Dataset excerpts
□ □ □ □ □ □ □

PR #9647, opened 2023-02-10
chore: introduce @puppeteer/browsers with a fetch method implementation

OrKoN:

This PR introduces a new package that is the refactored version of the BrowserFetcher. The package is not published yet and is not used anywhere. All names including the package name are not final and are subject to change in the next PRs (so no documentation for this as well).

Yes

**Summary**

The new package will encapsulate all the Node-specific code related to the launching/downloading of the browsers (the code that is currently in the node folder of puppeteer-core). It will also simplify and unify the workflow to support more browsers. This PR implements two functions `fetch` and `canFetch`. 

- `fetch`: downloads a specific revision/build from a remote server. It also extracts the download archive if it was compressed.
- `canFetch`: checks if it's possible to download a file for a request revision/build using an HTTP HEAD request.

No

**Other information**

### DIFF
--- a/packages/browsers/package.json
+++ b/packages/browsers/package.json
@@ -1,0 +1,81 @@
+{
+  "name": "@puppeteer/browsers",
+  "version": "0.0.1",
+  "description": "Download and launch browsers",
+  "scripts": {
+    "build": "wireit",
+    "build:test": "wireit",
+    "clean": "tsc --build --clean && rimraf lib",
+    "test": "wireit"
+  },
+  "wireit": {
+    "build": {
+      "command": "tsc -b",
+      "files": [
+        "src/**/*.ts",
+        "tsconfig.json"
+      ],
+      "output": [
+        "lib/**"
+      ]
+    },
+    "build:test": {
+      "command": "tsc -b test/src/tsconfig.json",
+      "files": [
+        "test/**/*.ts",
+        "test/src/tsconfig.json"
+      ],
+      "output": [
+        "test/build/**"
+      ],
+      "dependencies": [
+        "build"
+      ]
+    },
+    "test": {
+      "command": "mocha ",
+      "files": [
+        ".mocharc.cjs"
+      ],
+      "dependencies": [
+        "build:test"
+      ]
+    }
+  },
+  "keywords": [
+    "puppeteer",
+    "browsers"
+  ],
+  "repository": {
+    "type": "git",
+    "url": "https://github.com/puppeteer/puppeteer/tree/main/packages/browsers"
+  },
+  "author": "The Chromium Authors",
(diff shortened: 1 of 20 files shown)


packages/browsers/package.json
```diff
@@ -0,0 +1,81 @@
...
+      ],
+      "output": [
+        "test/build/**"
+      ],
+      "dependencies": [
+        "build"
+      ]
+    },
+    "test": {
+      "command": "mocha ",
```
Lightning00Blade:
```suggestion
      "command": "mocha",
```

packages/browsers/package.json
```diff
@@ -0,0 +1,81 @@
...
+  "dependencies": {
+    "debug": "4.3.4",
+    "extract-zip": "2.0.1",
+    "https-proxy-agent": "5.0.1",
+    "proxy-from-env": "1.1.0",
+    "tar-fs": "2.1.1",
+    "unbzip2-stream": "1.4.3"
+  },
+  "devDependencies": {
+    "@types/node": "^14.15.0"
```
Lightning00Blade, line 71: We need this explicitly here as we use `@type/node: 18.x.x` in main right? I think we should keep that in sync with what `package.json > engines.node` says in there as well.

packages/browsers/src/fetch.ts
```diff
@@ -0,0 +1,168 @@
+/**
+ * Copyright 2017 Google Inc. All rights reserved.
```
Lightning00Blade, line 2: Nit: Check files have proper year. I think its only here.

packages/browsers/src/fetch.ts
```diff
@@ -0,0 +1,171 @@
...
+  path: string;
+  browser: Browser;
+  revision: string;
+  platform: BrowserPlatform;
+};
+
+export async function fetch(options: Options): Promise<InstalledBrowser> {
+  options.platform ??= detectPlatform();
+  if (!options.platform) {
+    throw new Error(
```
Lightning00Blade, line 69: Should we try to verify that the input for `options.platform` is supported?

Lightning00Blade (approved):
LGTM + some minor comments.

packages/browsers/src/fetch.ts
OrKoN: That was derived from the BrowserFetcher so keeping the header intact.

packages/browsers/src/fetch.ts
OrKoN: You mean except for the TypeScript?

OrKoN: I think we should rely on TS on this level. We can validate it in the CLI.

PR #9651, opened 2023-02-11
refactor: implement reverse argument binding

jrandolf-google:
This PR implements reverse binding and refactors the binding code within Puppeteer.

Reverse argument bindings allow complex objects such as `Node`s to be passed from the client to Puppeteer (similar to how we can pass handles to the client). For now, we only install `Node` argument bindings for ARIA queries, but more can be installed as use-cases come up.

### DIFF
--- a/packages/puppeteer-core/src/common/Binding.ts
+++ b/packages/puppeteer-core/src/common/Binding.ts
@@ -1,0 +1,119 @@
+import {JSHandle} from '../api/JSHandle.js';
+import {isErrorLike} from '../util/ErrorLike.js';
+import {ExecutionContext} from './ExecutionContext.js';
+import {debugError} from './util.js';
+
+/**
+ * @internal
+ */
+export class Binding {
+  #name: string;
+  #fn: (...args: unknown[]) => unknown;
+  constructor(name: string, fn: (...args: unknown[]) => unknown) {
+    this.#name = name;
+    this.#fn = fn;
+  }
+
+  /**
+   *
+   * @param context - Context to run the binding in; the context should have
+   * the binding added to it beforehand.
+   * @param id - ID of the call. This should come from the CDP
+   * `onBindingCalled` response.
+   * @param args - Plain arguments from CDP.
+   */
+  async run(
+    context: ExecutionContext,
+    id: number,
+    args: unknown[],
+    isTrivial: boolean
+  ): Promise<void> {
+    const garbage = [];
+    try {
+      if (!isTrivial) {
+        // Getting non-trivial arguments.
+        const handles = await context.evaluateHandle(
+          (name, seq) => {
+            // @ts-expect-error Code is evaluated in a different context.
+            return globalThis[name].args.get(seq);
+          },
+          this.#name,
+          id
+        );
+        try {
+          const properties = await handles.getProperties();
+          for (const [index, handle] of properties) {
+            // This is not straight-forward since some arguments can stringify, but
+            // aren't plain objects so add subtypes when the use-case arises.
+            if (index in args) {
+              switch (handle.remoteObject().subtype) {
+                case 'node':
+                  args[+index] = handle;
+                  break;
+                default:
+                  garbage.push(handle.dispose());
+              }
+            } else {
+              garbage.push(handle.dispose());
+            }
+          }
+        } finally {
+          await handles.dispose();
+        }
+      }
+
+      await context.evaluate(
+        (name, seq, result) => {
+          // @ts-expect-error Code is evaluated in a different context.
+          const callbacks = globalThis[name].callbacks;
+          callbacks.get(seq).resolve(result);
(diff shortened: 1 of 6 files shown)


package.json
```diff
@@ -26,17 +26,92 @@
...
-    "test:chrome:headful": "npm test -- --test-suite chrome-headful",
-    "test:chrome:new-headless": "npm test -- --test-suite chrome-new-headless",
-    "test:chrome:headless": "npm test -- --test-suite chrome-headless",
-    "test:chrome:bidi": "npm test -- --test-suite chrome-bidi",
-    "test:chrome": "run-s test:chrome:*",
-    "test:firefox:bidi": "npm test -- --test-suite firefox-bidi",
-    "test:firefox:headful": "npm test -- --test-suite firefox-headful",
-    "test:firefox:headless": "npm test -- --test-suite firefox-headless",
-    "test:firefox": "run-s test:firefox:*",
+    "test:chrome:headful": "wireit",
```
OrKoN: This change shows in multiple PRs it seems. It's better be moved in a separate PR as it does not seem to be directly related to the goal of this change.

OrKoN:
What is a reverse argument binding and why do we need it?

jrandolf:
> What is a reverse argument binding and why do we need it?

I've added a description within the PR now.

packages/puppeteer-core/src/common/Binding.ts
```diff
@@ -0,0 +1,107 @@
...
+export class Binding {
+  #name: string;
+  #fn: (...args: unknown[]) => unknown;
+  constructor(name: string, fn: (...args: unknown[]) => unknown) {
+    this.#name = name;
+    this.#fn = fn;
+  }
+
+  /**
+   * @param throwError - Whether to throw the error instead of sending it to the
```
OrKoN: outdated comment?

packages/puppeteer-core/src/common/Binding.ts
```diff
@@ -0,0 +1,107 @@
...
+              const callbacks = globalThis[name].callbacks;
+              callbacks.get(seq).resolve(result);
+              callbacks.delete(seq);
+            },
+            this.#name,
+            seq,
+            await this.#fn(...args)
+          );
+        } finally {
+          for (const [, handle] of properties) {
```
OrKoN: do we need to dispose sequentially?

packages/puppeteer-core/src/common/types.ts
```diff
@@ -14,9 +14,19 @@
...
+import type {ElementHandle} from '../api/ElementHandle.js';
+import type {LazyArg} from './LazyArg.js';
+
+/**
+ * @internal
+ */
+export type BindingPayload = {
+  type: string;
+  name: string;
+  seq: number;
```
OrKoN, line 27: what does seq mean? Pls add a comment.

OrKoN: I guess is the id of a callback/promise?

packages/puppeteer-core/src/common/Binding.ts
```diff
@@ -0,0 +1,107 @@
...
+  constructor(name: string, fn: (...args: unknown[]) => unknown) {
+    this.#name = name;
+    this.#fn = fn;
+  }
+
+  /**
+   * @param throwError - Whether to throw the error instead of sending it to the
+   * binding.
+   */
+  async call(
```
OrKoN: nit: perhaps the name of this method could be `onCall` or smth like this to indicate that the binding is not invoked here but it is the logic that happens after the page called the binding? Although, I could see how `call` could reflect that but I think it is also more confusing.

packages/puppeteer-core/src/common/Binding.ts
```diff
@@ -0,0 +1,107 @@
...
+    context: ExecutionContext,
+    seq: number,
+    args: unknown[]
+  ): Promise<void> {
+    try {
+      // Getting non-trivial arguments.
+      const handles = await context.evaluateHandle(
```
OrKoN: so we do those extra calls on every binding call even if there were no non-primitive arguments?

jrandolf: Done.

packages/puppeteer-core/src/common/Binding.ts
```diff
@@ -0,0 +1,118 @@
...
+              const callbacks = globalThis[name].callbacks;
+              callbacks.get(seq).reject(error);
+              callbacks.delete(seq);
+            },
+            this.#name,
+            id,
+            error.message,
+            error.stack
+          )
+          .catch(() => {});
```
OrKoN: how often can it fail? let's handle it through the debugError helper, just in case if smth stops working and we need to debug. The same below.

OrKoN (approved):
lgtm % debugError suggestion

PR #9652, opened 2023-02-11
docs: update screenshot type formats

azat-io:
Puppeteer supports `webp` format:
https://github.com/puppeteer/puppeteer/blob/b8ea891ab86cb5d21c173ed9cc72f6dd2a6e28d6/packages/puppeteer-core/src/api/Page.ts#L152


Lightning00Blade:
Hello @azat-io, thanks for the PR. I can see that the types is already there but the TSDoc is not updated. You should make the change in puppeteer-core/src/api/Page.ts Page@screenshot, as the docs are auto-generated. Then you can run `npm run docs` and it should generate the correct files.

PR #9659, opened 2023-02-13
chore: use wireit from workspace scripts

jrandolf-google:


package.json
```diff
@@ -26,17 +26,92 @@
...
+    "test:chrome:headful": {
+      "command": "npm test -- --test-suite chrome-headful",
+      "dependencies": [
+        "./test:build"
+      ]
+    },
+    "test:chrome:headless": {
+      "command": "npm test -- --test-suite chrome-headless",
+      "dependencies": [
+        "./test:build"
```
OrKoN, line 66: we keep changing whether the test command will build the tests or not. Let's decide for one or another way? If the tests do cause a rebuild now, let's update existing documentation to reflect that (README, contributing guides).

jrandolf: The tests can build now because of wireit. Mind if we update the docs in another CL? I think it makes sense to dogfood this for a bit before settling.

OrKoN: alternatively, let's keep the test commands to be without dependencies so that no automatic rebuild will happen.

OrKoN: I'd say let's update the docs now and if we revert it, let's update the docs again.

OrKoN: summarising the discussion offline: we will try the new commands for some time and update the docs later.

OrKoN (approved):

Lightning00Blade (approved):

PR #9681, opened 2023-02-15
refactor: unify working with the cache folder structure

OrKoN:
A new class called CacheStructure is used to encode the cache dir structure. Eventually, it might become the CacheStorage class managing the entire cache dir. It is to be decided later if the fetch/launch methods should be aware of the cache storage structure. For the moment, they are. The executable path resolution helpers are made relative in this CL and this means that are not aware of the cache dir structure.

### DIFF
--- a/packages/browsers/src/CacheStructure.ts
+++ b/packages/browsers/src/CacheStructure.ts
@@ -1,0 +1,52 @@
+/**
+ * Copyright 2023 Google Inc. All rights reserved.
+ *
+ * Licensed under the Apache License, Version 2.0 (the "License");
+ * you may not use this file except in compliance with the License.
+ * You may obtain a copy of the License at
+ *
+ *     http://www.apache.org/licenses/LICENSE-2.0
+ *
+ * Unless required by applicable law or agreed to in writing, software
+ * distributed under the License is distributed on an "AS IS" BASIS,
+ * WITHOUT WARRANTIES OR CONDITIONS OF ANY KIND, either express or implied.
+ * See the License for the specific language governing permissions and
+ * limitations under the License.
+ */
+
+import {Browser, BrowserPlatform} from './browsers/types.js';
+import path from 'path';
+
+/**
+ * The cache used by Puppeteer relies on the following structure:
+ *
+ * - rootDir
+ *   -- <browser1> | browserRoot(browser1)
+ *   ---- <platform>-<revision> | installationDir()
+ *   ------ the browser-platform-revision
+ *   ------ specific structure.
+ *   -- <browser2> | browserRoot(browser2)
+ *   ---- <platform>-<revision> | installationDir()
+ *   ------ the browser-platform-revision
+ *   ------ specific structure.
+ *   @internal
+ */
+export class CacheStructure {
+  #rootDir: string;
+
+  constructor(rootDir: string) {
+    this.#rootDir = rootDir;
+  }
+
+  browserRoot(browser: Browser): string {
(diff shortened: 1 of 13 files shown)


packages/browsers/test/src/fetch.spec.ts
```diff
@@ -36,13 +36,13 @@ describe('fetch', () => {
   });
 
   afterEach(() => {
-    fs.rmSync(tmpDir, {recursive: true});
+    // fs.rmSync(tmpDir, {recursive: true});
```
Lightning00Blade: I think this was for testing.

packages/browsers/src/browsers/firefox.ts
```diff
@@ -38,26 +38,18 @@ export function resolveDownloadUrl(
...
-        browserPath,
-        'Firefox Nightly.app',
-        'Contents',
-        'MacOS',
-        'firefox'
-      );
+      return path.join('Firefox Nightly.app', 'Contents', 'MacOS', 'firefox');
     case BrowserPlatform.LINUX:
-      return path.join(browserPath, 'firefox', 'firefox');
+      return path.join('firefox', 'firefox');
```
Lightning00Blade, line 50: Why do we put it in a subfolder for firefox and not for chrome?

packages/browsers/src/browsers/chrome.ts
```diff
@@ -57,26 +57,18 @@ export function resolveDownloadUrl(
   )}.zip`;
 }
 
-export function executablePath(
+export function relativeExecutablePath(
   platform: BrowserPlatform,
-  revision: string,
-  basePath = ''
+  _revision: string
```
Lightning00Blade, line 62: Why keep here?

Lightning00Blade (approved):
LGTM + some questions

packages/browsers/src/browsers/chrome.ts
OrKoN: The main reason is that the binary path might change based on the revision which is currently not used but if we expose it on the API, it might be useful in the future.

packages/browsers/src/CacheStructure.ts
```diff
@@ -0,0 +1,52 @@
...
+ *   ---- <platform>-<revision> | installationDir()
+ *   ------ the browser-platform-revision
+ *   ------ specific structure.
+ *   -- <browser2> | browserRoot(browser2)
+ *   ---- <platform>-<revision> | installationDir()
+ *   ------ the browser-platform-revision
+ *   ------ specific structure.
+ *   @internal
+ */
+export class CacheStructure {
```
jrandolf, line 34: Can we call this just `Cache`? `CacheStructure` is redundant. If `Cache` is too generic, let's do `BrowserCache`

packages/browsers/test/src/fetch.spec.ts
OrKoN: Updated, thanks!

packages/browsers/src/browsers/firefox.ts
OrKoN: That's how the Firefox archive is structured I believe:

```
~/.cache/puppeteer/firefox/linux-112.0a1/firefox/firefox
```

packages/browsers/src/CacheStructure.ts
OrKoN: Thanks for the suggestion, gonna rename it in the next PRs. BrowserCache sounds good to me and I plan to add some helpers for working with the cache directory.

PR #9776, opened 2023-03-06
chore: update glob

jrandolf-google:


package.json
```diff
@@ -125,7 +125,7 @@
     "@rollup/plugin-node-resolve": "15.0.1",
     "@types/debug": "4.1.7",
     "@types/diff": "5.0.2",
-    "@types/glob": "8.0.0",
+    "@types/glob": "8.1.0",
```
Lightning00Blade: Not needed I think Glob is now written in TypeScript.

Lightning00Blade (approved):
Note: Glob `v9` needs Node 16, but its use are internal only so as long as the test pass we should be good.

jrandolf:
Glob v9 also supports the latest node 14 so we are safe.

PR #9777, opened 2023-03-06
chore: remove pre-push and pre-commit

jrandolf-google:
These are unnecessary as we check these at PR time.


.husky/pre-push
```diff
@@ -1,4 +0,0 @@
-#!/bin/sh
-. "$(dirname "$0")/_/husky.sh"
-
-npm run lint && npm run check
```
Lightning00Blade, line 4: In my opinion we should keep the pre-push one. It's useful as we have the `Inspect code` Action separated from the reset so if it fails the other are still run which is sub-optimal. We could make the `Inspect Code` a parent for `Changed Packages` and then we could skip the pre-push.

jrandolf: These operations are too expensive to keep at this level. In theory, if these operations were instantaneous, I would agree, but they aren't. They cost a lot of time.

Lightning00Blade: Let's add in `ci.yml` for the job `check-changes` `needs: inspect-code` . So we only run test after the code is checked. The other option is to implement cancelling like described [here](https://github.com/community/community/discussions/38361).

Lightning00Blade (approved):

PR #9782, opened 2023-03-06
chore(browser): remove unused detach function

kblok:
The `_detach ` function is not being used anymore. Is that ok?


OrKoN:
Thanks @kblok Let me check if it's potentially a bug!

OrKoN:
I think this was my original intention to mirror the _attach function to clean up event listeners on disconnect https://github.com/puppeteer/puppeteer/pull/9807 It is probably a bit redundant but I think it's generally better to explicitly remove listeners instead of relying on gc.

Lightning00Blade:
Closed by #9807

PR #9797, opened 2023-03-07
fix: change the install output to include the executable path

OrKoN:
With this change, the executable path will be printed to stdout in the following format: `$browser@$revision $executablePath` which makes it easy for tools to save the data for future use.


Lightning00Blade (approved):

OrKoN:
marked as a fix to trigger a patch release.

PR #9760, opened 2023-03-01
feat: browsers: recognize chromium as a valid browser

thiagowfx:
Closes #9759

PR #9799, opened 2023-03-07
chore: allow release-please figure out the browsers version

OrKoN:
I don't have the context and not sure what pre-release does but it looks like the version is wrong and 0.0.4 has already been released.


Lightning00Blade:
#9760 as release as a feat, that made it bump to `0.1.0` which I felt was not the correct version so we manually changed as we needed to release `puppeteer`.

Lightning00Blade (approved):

□ □ □ □ □ □ □

Work task
List all lines above in which the string "TypeScript" appears.

Task answer
OrKoN: You mean except for the TypeScript?
Lightning00Blade: Not needed I think Glob is now written in TypeScript.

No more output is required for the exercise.